"""
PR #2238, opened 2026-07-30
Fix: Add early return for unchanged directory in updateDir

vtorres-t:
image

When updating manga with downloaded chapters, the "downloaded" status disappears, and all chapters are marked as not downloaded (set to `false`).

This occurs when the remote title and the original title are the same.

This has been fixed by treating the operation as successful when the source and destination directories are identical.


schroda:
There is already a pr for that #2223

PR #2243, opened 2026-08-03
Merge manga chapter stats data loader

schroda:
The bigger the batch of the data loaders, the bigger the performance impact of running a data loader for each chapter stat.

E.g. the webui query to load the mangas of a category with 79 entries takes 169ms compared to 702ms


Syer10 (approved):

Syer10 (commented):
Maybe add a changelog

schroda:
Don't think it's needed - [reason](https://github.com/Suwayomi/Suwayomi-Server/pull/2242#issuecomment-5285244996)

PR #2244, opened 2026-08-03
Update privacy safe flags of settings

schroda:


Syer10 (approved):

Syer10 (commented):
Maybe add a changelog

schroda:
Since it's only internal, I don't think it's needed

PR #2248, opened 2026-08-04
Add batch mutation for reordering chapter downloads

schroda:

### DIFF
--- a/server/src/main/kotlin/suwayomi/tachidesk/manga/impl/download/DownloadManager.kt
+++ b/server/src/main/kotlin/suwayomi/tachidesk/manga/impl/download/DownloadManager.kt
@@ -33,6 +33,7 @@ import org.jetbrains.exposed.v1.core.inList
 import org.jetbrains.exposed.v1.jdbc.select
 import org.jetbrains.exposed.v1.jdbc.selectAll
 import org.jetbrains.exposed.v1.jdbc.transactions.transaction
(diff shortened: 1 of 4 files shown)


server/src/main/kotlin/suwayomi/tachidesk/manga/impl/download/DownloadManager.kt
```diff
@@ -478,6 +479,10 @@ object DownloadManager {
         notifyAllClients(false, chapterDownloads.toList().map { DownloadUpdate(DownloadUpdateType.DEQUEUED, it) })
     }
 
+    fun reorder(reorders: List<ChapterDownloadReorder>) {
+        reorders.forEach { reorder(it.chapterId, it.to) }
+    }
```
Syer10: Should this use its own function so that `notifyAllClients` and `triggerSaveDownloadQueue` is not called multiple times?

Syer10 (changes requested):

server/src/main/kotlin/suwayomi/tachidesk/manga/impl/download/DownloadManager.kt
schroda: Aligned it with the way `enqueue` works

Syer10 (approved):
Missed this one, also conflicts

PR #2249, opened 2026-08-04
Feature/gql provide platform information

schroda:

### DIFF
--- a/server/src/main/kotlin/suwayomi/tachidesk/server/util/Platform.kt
"""
▶ _What to do_: Every line containing the string "notifyAllClients" should be pulled from the listing and copied.

▶ _Answer section_:
         notifyAllClients(false, chapterDownloads.toList().map { DownloadUpdate(DownloadUpdateType.DEQUEUED, it) })
Syer10: Should this use its own function so that `notifyAllClients` and `triggerSaveDownloadQueue` is not called multiple times?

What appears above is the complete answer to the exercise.